3. Add another signal between the SIGTERM and SIGKILL which throws a Python exception, so that "finally:" blocks have a chance to run.

Current code:
The linked github issues did mention that this behavior is hardcoded deep in Apache and there is nothing mod_wsgi can do, but I wanted to see it myself.
Actually, the logic is not anywhere in https://github.com/apache/httpd (in particular, it's NOT server/mpm_unix.c), but in https://github.com/apache/apr. Specifically the SIGKILL is sent at apr/memory/unix/apr_pools.c#L2810 and the 3 seconds timeout is hardcoded at apr/memory/unix/apr_pools.c#L98. Any subprocess registered with apr_pool_note_subprocess(..., APR_KILL_AFTER_TIMEOUT) will use that timeout. mod_wsgi calls that function at server/mod_wsgi.c#L10566.
The pool where the subprocesses are registered is the pconf pool given to wsgi_hook_init. I guess they are probably killed when Apache calls apr_pool_clear(process->pconf) in reset_process_pconf() in main.c, but I haven't verified this.
The normal worker process logic is implemented in each mpm. E.g. prefork replaces dead children with new live children at server/mpm/prefork/prefork.c#L1145, I think.

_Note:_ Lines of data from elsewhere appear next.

PR #2799, opened 2024-08-21
sidebar: display 'Sizes' properly [+]

fenekku:
- fix to display Sizes (wasn't displaying in v12)
- simplify formats as well

I will backport this to maint-v12.x when merged.

### DIFF
--- a/invenio_app_rdm/records_ui/templates/semantic-ui/invenio_app_rdm/records/details/side_bar/details.html
+++ b/invenio_app_rdm/records_ui/templates/semantic-ui/invenio_app_rdm/records/details/side_bar/details.html
@@ -8,8 +8,8 @@
   it under the terms of the MIT License; see LICENSE file for more details.
 #}
 
-{%- from "invenio_app_rdm/records/macros/detail.html" import list_formats, list_languages,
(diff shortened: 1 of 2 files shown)


max-moser (commented):
the `list_formats` seems to have been a basically equivalent re-implementation of `", ".join()`, that looks fine
the `list_string_values` macro is [this one here?](<https://github.com/inveniosoftware/invenio-app-rdm/blob/maint-v12.0.x/invenio_app_rdm/records_ui/templates/semantic-ui/invenio_app_rdm/records/macros/detail.html#L34>) – how did it work before?
it looks like the macro wants two arguments, but was only supplied one?

max-moser:
the logic changes look simple enough, but i have no idea about what it looked like before – could i ask you for before/after screenshots?

fenekku:
Yes no problem!

**before**
before_sizes

**after**
after_sizes

It's indeed because the list_string_values wasn't given the additional parameter, but in this scenario that whole logic was unnecessary as far as I can tell.

max-moser:
thanks!
looks like it previously was just plain broken :skull: 
much better now!

max-moser (approved):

My thoughts: (please correct me if I'm wrong)
This seems pretty hard. I definitely see why it wasn't done yet. And maybe it's not worth the complexity even if it is possible.
Originally I hoped I could just write an Apache patch to replace the hardcoded timeout value with a config file option. But the logic is in a library (apr) so I can't read Apache config directly, and there might be API/ABI concerns with extending apr_pool_note_subprocess(). And anyway, *only* making the timeout configurable wouldn't be enough because the server would just wait without any mod_wsgi process accepting new connections.
I think the best chance of success would be to stop using apr_pool_t and apr_pool_note_subprocess() for process management in mod_wsgi. After all, it's not the only way: Either use fork() etc directly, like the mpm modules, or at least, keep apr_pool_t but use our own custom pool rather than "pconf" - most likely saved with ap_retained_data_get(). That way mod_wsgi would have more control. When it learns the server is gracefully restarting, it will spawn new daemon processes immediately with a new socket name, and timeout/kill the old processes later in the background. When it learns the server is stopping, it will block until the children are terminated.

Does this make sense? Are there any glaring issues I've overlooked?

If the strategy sounds sensible, and if I have enough time, I might try to code this. Is it something you would be potentially interested in merging? (not too much code review burden, maintenance burden, or risk of new bugs)

Just for completeness, the backstory of why I want this:
My Python app writes files to disk. Sadly, some requests take more than 3 seconds. If it is killed with SIGKILL, the file buffer data is not written, resulting in a corrupted empty/truncated file. A later batch process fails when it tries to read every file in the output directory. I know there are many workarounds, such as using a temporary file and atomically renaming it, but I became curious about the root cause.
The server gracefully restarts every day because of log rotation, using Ubuntu's default logrotate config. After reading #383 I also looked at Apache's rotatelogs, but it doesn't support compression, so I'd rather stay with logrotate.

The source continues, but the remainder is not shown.